WHAT THE TASK REQUIRES: Copy out the data below verbatim.

*** EXERCISE DATA ***

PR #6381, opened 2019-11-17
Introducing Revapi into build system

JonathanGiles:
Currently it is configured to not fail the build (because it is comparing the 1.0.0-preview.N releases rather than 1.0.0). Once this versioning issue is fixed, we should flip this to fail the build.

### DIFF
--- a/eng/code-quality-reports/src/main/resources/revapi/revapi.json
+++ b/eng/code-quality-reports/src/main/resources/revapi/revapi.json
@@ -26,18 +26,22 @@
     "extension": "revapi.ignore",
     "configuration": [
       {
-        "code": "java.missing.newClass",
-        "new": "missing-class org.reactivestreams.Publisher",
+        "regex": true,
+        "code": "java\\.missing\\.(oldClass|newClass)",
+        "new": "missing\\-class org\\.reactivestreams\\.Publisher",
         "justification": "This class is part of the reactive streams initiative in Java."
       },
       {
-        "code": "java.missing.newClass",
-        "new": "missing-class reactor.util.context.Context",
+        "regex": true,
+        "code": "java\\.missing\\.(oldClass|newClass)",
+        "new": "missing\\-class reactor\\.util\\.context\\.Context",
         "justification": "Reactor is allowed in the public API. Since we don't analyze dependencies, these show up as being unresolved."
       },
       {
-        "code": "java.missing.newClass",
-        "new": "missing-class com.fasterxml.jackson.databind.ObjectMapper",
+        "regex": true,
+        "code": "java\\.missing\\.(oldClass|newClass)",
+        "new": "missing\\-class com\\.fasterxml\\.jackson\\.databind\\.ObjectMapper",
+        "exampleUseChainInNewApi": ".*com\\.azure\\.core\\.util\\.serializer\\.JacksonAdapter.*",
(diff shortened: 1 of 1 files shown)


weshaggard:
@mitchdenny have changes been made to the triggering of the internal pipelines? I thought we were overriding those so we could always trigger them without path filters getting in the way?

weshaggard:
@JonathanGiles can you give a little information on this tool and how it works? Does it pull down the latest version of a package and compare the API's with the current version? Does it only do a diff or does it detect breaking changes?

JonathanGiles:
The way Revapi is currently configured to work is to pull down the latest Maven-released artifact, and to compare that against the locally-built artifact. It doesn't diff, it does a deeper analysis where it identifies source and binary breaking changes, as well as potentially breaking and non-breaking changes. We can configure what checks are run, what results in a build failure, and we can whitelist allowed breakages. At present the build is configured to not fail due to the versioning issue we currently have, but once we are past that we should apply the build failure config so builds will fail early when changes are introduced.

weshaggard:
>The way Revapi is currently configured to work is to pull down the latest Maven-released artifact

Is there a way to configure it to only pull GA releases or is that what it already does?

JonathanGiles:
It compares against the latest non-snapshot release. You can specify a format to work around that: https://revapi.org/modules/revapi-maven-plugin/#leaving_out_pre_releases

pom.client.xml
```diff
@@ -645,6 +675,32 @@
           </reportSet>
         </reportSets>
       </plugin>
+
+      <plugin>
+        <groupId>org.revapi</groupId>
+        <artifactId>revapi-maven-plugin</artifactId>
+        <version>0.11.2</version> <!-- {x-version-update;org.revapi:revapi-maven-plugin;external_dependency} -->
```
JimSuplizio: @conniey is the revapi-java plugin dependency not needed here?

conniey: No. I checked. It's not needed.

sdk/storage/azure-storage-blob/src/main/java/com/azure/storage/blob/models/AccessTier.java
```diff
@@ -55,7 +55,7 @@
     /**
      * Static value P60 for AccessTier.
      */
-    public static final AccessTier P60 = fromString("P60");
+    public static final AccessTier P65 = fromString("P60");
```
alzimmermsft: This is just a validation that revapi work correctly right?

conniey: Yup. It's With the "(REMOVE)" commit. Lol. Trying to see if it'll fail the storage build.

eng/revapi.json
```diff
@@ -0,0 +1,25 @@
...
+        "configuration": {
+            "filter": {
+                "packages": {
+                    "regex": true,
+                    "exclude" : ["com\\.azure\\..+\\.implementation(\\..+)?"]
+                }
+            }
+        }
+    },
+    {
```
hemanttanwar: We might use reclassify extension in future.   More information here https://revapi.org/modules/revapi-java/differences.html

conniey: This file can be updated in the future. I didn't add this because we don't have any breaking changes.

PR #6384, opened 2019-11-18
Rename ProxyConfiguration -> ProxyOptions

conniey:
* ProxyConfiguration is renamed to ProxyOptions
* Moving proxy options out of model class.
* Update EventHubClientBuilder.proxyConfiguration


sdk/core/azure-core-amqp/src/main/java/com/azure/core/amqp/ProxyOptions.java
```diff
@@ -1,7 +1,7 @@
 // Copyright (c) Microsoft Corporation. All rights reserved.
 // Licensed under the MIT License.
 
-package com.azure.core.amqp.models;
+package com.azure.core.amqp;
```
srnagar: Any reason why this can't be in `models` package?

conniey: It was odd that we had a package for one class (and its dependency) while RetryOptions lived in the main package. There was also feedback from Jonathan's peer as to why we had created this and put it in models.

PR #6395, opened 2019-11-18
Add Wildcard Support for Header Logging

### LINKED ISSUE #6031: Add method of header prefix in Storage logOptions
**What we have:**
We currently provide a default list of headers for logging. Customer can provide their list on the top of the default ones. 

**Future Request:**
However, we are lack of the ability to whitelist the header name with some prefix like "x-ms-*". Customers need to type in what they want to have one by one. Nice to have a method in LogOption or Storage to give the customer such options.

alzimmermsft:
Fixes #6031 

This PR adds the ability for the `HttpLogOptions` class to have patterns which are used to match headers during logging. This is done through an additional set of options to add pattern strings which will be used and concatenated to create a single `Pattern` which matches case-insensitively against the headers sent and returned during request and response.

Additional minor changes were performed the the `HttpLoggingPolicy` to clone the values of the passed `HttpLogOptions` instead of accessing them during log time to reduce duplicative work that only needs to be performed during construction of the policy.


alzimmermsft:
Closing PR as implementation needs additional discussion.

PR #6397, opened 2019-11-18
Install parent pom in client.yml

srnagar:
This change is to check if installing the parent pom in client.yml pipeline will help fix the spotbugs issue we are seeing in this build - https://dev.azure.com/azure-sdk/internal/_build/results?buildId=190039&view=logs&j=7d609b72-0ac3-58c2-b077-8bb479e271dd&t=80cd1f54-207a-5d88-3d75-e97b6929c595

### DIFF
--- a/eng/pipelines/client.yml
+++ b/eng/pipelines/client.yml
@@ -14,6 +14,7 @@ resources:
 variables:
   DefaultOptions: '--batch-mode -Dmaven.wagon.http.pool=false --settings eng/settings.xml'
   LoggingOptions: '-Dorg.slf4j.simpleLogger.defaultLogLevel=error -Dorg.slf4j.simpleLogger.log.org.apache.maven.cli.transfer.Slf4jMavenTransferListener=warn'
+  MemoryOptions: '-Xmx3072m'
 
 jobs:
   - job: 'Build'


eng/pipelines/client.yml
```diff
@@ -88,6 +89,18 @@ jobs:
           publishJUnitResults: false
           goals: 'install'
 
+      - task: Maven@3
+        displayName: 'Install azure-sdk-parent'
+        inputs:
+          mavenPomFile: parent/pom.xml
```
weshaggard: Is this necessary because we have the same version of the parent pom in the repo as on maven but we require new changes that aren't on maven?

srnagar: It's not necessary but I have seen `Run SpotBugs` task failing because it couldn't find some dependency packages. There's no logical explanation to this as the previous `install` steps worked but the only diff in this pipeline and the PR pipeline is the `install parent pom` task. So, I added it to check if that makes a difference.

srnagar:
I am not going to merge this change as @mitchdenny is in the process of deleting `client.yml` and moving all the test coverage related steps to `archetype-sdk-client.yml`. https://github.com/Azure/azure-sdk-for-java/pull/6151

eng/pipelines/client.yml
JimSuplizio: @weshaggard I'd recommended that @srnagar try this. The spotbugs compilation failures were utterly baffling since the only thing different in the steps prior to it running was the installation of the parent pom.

*** End of EXERCISE DATA ***

TASK RESPONSE:
PR #6381, opened 2019-11-17
Introducing Revapi into build system

JonathanGiles:
Currently it is configured to not fail the build (because it is comparing the 1.0.0-preview.N releases rather than 1.0.0). Once this versioning issue is fixed, we should flip this to fail the build.

### DIFF
--- a/eng/code-quality-reports/src/main/resources/revapi/revapi.json
+++ b/eng/code-quality-reports/src/main/resources/revapi/revapi.json
@@ -26,18 +26,22 @@
     "extension": "revapi.ignore",
     "configuration": [
       {
-        "code": "java.missing.newClass",
-        "new": "missing-class org.reactivestreams.Publisher",
+        "regex": true,
+        "code": "java\\.missing\\.(oldClass|newClass)",
+        "new": "missing\\-class org\\.reactivestreams\\.Publisher",
         "justification": "This class is part of the reactive streams initiative in Java."
       },
       {
-        "code": "java.missing.newClass",
-        "new": "missing-class reactor.util.context.Context",
+        "regex": true,
+        "code": "java\\.missing\\.(oldClass|newClass)",
+        "new": "missing\\-class reactor\\.util\\.context\\.Context",
         "justification": "Reactor is allowed in the public API. Since we don't analyze dependencies, these show up as being unresolved."
       },
       {
-        "code": "java.missing.newClass",
-        "new": "missing-class com.fasterxml.jackson.databind.ObjectMapper",
+        "regex": true,
+        "code": "java\\.missing\\.(oldClass|newClass)",
+        "new": "missing\\-class com\\.fasterxml\\.jackson\\.databind\\.ObjectMapper",
+        "exampleUseChainInNewApi": ".*com\\.azure\\.core\\.util\\.serializer\\.JacksonAdapter.*",
(diff shortened: 1 of 1 files shown)


weshaggard:
@mitchdenny have changes been made to the triggering of the internal pipelines? I thought we were overriding those so we could always trigger them without path filters getting in the way?

weshaggard:
@JonathanGiles can you give a little information on this tool and how it works? Does it pull down the latest version of a package and compare the API's with the current version? Does it only do a diff or does it detect breaking changes?

JonathanGiles:
The way Revapi is currently configured to work is to pull down the latest Maven-released artifact, and to compare that against the locally-built artifact. It doesn't diff, it does a deeper analysis where it identifies source and binary breaking changes, as well as potentially breaking and non-breaking changes. We can configure what checks are run, what results in a build failure, and we can whitelist allowed breakages. At present the build is configured to not fail due to the versioning issue we currently have, but once we are past that we should apply the build failure config so builds will fail early when changes are introduced.

weshaggard:
>The way Revapi is currently configured to work is to pull down the latest Maven-released artifact

Is there a way to configure it to only pull GA releases or is that what it already does?

JonathanGiles:
It compares against the latest non-snapshot release. You can specify a format to work around that: https://revapi.org/modules/revapi-maven-plugin/#leaving_out_pre_releases

pom.client.xml
```diff
@@ -645,6 +675,32 @@
           </reportSet>
         </reportSets>
       </plugin>
+
+      <plugin>
+        <groupId>org.revapi</groupId>
+        <artifactId>revapi-maven-plugin</artifactId>
+        <version>0.11.2</version> <!-- {x-version-update;org.revapi:revapi-maven-plugin;external_dependency} -->
```
JimSuplizio: @conniey is the revapi-java plugin dependency not needed here?

conniey: No. I checked. It's not needed.

sdk/storage/azure-storage-blob/src/main/java/com/azure/storage/blob/models/AccessTier.java
```diff
@@ -55,7 +55,7 @@
     /**
      * Static value P60 for AccessTier.
      */
-    public static final AccessTier P60 = fromString("P60");
+    public static final AccessTier P65 = fromString("P60");
```
alzimmermsft: This is just a validation that revapi work correctly right?

conniey: Yup. It's With the "(REMOVE)" commit. Lol. Trying to see if it'll fail the storage build.

eng/revapi.json
```diff
@@ -0,0 +1,25 @@
...
+        "configuration": {
+            "filter": {
+                "packages": {
+                    "regex": true,
+                    "exclude" : ["com\\.azure\\..+\\.implementation(\\..+)?"]
+                }
+            }
+        }
+    },
+    {
```
hemanttanwar: We might use reclassify extension in future.   More information here https://revapi.org/modules/revapi-java/differences.html

conniey: This file can be updated in the future. I didn't add this because we don't have any breaking changes.

PR #6384, opened 2019-11-18
Rename ProxyConfiguration -> ProxyOptions

conniey:
* ProxyConfiguration is renamed to ProxyOptions
* Moving proxy options out of model class.
* Update EventHubClientBuilder.proxyConfiguration


sdk/core/azure-core-amqp/src/main/java/com/azure/core/amqp/ProxyOptions.java
```diff
@@ -1,7 +1,7 @@
 // Copyright (c) Microsoft Corporation. All rights reserved.
 // Licensed under the MIT License.
 
-package com.azure.core.amqp.models;
+package com.azure.core.amqp;
```
srnagar: Any reason why this can't be in `models` package?

conniey: It was odd that we had a package for one class (and its dependency) while RetryOptions lived in the main package. There was also feedback from Jonathan's peer as to why we had created this and put it in models.

PR #6395, opened 2019-11-18
Add Wildcard Support for Header Logging

### LINKED ISSUE #6031: Add method of header prefix in Storage logOptions
**What we have:**
We currently provide a default list of headers for logging. Customer can provide their list on the top of the default ones. 

**Future Request:**
However, we are lack of the ability to whitelist the header name with some prefix like "x-ms-*". Customers need to type in what they want to have one by one. Nice to have a method in LogOption or Storage to give the customer such options.

alzimmermsft:
Fixes #6031 

This PR adds the ability for the `HttpLogOptions` class to have patterns which are used to match headers during logging. This is done through an additional set of options to add pattern strings which will be used and concatenated to create a single `Pattern` which matches case-insensitively against the headers sent and returned during request and response.

Additional minor changes were performed the the `HttpLoggingPolicy` to clone the values of the passed `HttpLogOptions` instead of accessing them during log time to reduce duplicative work that only needs to be performed during construction of the policy.


alzimmermsft:
Closing PR as implementation needs additional discussion.

PR #6397, opened 2019-11-18
Install parent pom in client.yml

srnagar:
This change is to check if installing the parent pom in client.yml pipeline will help fix the spotbugs issue we are seeing in this build - https://dev.azure.com/azure-sdk/internal/_build/results?buildId=190039&view=logs&j=7d609b72-0ac3-58c2-b077-8bb479e271dd&t=80cd1f54-207a-5d88-3d75-e97b6929c595

### DIFF
--- a/eng/pipelines/client.yml
+++ b/eng/pipelines/client.yml
@@ -14,6 +14,7 @@ resources:
 variables:
   DefaultOptions: '--batch-mode -Dmaven.wagon.http.pool=false --settings eng/settings.xml'
   LoggingOptions: '-Dorg.slf4j.simpleLogger.defaultLogLevel=error -Dorg.slf4j.simpleLogger.log.org.apache.maven.cli.transfer.Slf4jMavenTransferListener=warn'
+  MemoryOptions: '-Xmx3072m'
 
 jobs:
   - job: 'Build'


eng/pipelines/client.yml
```diff
@@ -88,6 +89,18 @@ jobs:
           publishJUnitResults: false
           goals: 'install'
 
+      - task: Maven@3
+        displayName: 'Install azure-sdk-parent'
+        inputs:
+          mavenPomFile: parent/pom.xml
```
weshaggard: Is this necessary because we have the same version of the parent pom in the repo as on maven but we require new changes that aren't on maven?

srnagar: It's not necessary but I have seen `Run SpotBugs` task failing because it couldn't find some dependency packages. There's no logical explanation to this as the previous `install` steps worked but the only diff in this pipeline and the PR pipeline is the `install parent pom` task. So, I added it to check if that makes a difference.

srnagar:
I am not going to merge this change as @mitchdenny is in the process of deleting `client.yml` and moving all the test coverage related steps to `archetype-sdk-client.yml`. https://github.com/Azure/azure-sdk-for-java/pull/6151

eng/pipelines/client.yml
JimSuplizio: @weshaggard I'd recommended that @srnagar try this. The spotbugs compilation failures were utterly baffling since the only thing different in the steps prior to it running was the installation of the parent pom.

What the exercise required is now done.